(Dataset entries)
== Segment start ==
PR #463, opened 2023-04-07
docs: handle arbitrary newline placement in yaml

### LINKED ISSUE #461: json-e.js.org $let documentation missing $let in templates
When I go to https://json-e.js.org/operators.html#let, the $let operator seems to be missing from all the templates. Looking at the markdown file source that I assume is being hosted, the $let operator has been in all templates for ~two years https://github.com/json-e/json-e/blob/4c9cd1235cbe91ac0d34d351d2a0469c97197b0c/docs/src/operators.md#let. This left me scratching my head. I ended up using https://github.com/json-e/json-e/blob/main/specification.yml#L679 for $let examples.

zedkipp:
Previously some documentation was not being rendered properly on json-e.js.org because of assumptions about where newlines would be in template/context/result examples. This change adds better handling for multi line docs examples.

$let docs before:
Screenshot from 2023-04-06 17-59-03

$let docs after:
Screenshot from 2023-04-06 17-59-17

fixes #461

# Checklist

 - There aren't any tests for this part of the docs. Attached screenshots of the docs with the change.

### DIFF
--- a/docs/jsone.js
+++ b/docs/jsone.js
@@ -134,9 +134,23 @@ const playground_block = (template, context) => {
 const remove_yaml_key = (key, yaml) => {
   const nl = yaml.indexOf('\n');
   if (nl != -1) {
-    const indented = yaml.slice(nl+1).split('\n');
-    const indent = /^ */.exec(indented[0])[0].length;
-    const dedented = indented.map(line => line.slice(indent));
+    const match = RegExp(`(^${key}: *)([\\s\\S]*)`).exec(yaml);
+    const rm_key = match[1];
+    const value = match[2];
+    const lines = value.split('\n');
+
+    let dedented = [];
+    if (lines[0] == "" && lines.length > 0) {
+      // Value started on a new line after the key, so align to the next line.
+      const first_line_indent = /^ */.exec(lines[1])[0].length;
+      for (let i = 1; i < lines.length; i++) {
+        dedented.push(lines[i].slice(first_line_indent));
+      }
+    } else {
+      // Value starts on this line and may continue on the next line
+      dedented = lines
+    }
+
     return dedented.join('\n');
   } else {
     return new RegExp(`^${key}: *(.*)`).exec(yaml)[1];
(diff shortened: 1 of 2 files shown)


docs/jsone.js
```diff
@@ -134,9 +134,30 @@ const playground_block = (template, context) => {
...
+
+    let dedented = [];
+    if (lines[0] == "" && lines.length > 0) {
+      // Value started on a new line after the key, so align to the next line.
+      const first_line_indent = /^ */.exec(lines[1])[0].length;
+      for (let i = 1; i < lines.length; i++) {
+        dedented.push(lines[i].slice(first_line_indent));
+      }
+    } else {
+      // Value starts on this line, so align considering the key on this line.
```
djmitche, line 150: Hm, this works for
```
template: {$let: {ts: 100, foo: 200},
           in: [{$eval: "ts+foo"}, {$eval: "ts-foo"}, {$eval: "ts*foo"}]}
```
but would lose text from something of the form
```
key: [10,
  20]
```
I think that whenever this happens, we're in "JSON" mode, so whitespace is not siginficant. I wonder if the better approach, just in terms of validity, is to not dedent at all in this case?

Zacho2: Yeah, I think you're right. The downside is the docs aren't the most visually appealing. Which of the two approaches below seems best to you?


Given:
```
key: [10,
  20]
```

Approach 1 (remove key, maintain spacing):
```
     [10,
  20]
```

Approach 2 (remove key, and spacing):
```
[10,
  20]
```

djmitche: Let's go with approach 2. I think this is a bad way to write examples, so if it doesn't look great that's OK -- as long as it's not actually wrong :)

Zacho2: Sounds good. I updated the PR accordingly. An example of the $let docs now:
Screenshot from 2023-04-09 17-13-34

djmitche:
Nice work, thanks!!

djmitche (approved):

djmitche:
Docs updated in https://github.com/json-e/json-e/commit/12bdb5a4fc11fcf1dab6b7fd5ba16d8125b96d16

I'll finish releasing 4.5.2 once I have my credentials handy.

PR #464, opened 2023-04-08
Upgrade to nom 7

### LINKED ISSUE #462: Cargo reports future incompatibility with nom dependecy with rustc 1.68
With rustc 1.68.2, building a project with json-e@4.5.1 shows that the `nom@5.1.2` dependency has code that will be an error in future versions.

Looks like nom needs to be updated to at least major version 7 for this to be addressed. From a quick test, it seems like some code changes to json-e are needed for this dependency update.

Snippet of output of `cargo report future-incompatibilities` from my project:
== Segment end ==
== Segment start ==
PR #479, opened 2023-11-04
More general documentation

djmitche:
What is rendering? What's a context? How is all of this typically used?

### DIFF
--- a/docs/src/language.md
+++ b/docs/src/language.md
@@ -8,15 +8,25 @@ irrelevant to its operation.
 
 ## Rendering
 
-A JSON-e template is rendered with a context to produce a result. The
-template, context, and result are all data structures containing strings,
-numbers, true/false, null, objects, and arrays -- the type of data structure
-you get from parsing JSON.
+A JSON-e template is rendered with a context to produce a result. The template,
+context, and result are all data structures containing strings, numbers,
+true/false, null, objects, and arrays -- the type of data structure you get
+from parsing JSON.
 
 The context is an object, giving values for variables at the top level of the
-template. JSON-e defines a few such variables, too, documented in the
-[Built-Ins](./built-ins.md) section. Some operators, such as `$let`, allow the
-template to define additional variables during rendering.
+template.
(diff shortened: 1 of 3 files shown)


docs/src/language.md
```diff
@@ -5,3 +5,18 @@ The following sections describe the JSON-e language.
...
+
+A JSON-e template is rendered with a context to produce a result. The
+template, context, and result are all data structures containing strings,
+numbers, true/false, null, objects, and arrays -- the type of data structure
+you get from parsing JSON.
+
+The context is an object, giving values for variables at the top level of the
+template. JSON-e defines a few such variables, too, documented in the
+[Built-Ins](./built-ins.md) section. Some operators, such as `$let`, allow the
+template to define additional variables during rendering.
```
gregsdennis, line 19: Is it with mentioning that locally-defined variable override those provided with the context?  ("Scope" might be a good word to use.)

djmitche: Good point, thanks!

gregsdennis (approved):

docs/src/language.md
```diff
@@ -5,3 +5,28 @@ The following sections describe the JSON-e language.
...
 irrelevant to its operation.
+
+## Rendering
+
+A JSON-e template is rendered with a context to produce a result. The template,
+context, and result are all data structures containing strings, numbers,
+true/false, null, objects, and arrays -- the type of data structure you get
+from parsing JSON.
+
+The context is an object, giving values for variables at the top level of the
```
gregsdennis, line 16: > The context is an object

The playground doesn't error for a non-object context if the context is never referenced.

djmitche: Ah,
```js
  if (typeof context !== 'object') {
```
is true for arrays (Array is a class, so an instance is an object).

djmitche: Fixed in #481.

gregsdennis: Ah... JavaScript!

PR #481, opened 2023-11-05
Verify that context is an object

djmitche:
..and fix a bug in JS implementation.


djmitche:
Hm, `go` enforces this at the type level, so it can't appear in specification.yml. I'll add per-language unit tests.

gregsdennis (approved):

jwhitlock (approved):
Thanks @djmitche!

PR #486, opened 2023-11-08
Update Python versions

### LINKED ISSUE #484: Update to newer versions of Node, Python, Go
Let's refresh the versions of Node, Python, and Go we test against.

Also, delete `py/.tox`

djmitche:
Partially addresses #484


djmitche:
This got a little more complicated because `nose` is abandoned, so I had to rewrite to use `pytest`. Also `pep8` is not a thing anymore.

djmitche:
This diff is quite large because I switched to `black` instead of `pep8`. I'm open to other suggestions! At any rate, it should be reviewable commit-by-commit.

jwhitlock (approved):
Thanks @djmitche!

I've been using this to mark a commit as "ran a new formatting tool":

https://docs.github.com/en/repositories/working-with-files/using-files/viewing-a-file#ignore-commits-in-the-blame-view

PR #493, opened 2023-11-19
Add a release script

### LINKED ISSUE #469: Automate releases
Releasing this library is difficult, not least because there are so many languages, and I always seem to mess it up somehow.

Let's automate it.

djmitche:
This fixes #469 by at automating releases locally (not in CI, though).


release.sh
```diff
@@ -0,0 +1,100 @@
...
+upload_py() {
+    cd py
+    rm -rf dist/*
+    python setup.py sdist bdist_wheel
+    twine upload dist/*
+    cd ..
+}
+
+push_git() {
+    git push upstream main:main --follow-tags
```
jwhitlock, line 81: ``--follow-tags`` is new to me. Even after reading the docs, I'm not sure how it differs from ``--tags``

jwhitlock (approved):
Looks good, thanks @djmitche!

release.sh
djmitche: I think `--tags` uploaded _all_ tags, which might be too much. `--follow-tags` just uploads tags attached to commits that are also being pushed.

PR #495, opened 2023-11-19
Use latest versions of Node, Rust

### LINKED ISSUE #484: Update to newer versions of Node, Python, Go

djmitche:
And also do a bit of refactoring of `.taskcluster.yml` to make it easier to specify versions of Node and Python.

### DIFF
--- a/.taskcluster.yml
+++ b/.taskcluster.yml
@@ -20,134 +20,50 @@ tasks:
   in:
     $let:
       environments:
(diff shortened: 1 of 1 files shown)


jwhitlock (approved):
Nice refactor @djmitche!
== Segment end ==
-- Work to complete --
Filter the entries and keep only the lines holding "return".

-- Solution for this task --
     return dedented.join('\n');
     return new RegExp(`^${key}: *(.*)`).exec(yaml)[1];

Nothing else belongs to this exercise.